» WHAT YOU NEED TO DO:
Count how many lines below contain the word "golang", then give that number alone.

» SOURCE MATERIAL:
PR #70, opened 2022-04-12
Test all codecs in simple roundtrip test

liamsi:


rsmt2d_test.go
```diff
@@ -7,54 +10,65 @@ import (
...
-		rsmt2d.NewDefaultTree,
-	)
-	if err != nil {
-		t.Errorf("ComputeExtendedDataSquare failed")
+	tests := []struct {
+		name string
+		// Size of each share, in bytes
+		shareSize int
+		codec     rsmt2d.Codec
+	}{
```
musalbas, line 20: can you not just range over `codecs`?

liamsi: I could, yes. But now you can change the shareSize here too. Or you can add a different tree with one line etc. Table driven tests are considered best practice in golang.
https://dave.cheney.net/2019/05/07/prefer-table-driven-tests

liamsi: It's just easier to extend that test. All tests should be like this ideally.

liamsi: https://github.com/golang/go/wiki/TableDrivenTests

adlerjohn (approved):

rsmt2d_test.go
liamsi: Also, in case of a test-failure you would get a better error message that tells you which sub-test fails. If you iterate over the codecs only, it would give you just the line where the assert failed without telling which codec is to blame (I just ran into this issue in the light of #72).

» EXERCISE ANSWER:
2